▶ [Exercise] When a line in the entries contains the word "prepend", copy that line in full.

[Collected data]
PR #646, opened 2021-12-08
Raw endpoints

mgautierfr:


test/server.cpp
```diff
@@ -310,6 +317,28 @@ TEST_F(ServerTest, BookMainPageIsRedirectedToArticleIndex)
...
+  EXPECT_EQ(p->body, std::string("Ray Charles"));
+
+  p = zfs1_->GET("/raw/zimfile/meta/Creator");
+  EXPECT_EQ(200, p->status);
+  EXPECT_EQ(p->body, std::string("Wikipedia"));
+
+  // The raw content of Ray_Charles doesn't contain a taskbar...
+  p = zfs1_->GET("/raw/zimfile/content/A/Ray_Charles");
+  EXPECT_EQ(200, p->status);
+  EXPECT_TRUE(p->body.find("taskbar") == std::string::npos);
```
veloman-yunkan, line 334: Isn't this check too weak? It may be fine for whitebox testing, but for blackbox testing you should validate that the content returned by raw endpoint hasn't undergone *any* transformations.

veloman-yunkan (changes requested):

test/server.cpp
mgautierfr: I somehow agree. But we are doing whitebox testing :)
This is why I also add a test on "A/Ray_Charles" path to be sure that "taskbar" is in the returned content.
It is not easy to be sure that we have not do any transformation on a content, even more if target a blackbox testing.

veloman-yunkan: > It is not easy to be sure that we have not do any transformation on a content, even more if target a blackbox testing.

Why don't you just compare `p->body` with the same article fetched from the ZIM file directly?

mgautierfr: With stupid question, we have stupid answer :) Thanks. Will do.

mgautierfr: You were right to ask for a correct test. The code was buggy. Fixed.

src/server/internalServer.cpp
```diff
@@ -878,4 +881,61 @@ std::unique_ptr<Response> InternalServer::handle_content(const RequestContext& r
...
+    const std::string bookId = mp_nameMapper->getIdForName(bookName);
+    archive = mp_library->getArchiveById(bookId);
+  } catch (const std::out_of_range& e) {}
+
+  if (archive == nullptr) {
+    const std::string error_details = "No such book: " + bookName;
+    return Response::build_404(*this, request.get_full_url(), bookName, "", error_details);
+  }
+
+  auto itemPath = request.get_url().substr(bookName.size()+kind.size()+6);
```
veloman-yunkan, line 916: 6 is a magic number here. Please link it to `"/raw/" + "/"` in a comment .

src/server/response.h
```diff
@@ -78,9 +78,27 @@ class Response {
...
-    static std::unique_ptr<ContentResponse> build(const InternalServer& server, const std::string& template_str, kainjow::mustache::data data, const std::string& mimetype, bool isHomePage = false);
+    ContentResponse(
+      const std::string& root,
+      bool verbose,
+      bool raw,
+      bool withTaskbar,
+      bool withLibraryButton,
+      bool blockExternalLinks,
+      const std::string& content,
+      const std::string& mimetype);
```
veloman-yunkan, line 89: This starts looking too ugly but given that it is used only twice I can't suggest a simple enough improvement that can be justified.

mgautierfr: I agree.
We had the same problem with the filter feature in the library. I've fixed it by introducing the `Filter` class.
But, as you said, not sure it worth it as it is pretty internal and use only twice.

src/server/internalServer.cpp
mgautierfr: Done (and fixed the value)

src/server/internalServer.cpp
```diff
@@ -913,7 +913,11 @@ std::unique_ptr<Response> InternalServer::handle_raw(const RequestContext& reque
...
 
-  auto itemPath = request.get_url().substr(bookName.size()+kind.size()+6);
+  // Remove the beggining of the path:
+  // /raw/<bookName>/<kind>/foo
+  // ^^^^^          ^      ^
+  //   5      +     1  +   1   = 7
+  auto itemPath = request.get_url().substr(bookName.size()+kind.size()+7);
   if (itemPath[0] == '/') {
     itemPath = itemPath.substr(1);
   }
```
veloman-yunkan, line 923: Is this still needed? If yes, then one can also argue in favour of replacing the `if` with a `while`.

src/server/internalServer.cpp
```diff
@@ -894,11 +894,12 @@ std::unique_ptr<Response> InternalServer::handle_raw(const RequestContext& reque
      bookName = request.get_url_part(1);
      kind = request.get_url_part(2);
   } catch (const std::out_of_range& e) {
-     return Response::build_404(*this, request, bookName, "", "");
+     return Response::build_404(*this, request.get_full_url(), bookName, "", "");
   }
 
   if (kind != "meta" && kind!= "content") {
-    return Response::build_404(*this, request, bookName, "", "");
+    const std::string error_details = kind + " is not a valid request for raw content.";
```
veloman-yunkan, line 901: This variable should be used on the next line, but it isn't

src/server/internalServer.cpp
```diff
@@ -878,4 +881,65 @@ std::unique_ptr<Response> InternalServer::handle_content(const RequestContext& r
...
+  //   5      +     1  +   1   = 7
+  auto itemPath = request.get_url().substr(bookName.size()+kind.size()+7);
+  if (itemPath[0] == '/') {
+    itemPath = itemPath.substr(1);
+  }
+
+  try {
+    if (kind == "meta") {
+      auto item = archive->getMetadataItem(itemPath);
+      return ItemResponse::build(*this, request, item, true);
```
veloman-yunkan, line 928: Please prepend `/*raw=*/` to the last argument

src/server/internalServer.cpp
```diff
@@ -878,4 +881,65 @@ std::unique_ptr<Response> InternalServer::handle_content(const RequestContext& r
...
+    } else {
+      auto entry = archive->getEntryByPath(itemPath);
+      if (entry.isRedirect()) {
+        return build_redirect(bookName, entry.getItem(true));
+      }
+      return ItemResponse::build(*this, request, entry.getItem(), true);
```
veloman-yunkan, line 934: Please prepend `/*raw=*/` to the last argument

src/server/response.cpp
```diff
@@ -368,14 +393,14 @@ ItemResponse::ItemResponse(bool verbose, const zim::Item& item, const std::strin
...
-std::unique_ptr<Response> ItemResponse::build(const InternalServer& server, const RequestContext& request, const zim::Item& item)
+std::unique_ptr<Response> ItemResponse::build(const InternalServer& server, const RequestContext& request, const zim::Item& item, bool raw)
 {
   const std::string mimetype = get_mime_type(item);
   auto byteRange = request.get_range().resolve(item.getSize());
   const bool noRange = byteRange.kind() == ByteRange::RESOLVED_FULL_CONTENT;
   if (noRange && is_compressible_mime_type(mimetype)) {
     // Return a contentResponse
-    auto response = ContentResponse::build(server, item.getData(), mimetype);
+    auto response = ContentResponse::build(server, item.getData(), mimetype, false, raw);
```
veloman-yunkan, line 403: Please prepend `/*isHomePage=*/` before `false`.

test/server.cpp
```diff
@@ -310,6 +317,32 @@ TEST_F(ServerTest, BookMainPageIsRedirectedToArticleIndex)
...
+  auto p = zfs1_->GET("/raw/zimfile/meta/Title");
+  EXPECT_EQ(200, p->status);
+  EXPECT_EQ(p->body, std::string("Ray Charles"));
+
+  p = zfs1_->GET("/raw/zimfile/meta/Creator");
+  EXPECT_EQ(200, p->status);
+  EXPECT_EQ(p->body, std::string("Wikipedia"));
+
+  // The raw content of Ray_Charles returned by the server is
+  // the same than the one in the zim file.
```
veloman-yunkan, line 332: than → as

veloman-yunkan (changes requested):
A few last minor fixes. You are welcome to rebase&fixup for the last iteration.

src/server/internalServer.cpp
mgautierfr: No, I've removed it.
The itemPath must be exact (and nothing prevent a zim file to have a item starting with a `/`)

veloman-yunkan (approved):

src/server/internalServer.cpp
```diff
@@ -878,4 +881,62 @@ std::unique_ptr<Response> InternalServer::handle_content(const RequestContext& r
...
+  if (archive == nullptr) {
+    const std::string error_details = "No such book: " + bookName;
+    return Response::build_404(*this, request.get_full_url(), bookName, "", error_details);
+  }
+
+  // Remove the beggining of the path:
+  // /raw/<bookName>/<kind>/foo
+  // ^^^^^          ^      ^
+  //   5      +     1  +   1   = 7
+  auto itemPath = request.get_url().substr(bookName.size()+kind.size()+7);
```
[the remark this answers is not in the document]
kelson42: @mgautierfr This (late) comment desserves a reponse IMO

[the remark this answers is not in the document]
mgautierfr: Yes, `request.get_url()` returns the url relative to the root location (so without it).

▶ [Written answer]
veloman-yunkan, line 928: Please prepend `/*raw=*/` to the last argument
veloman-yunkan, line 934: Please prepend `/*raw=*/` to the last argument
veloman-yunkan, line 403: Please prepend `/*isHomePage=*/` before `false`.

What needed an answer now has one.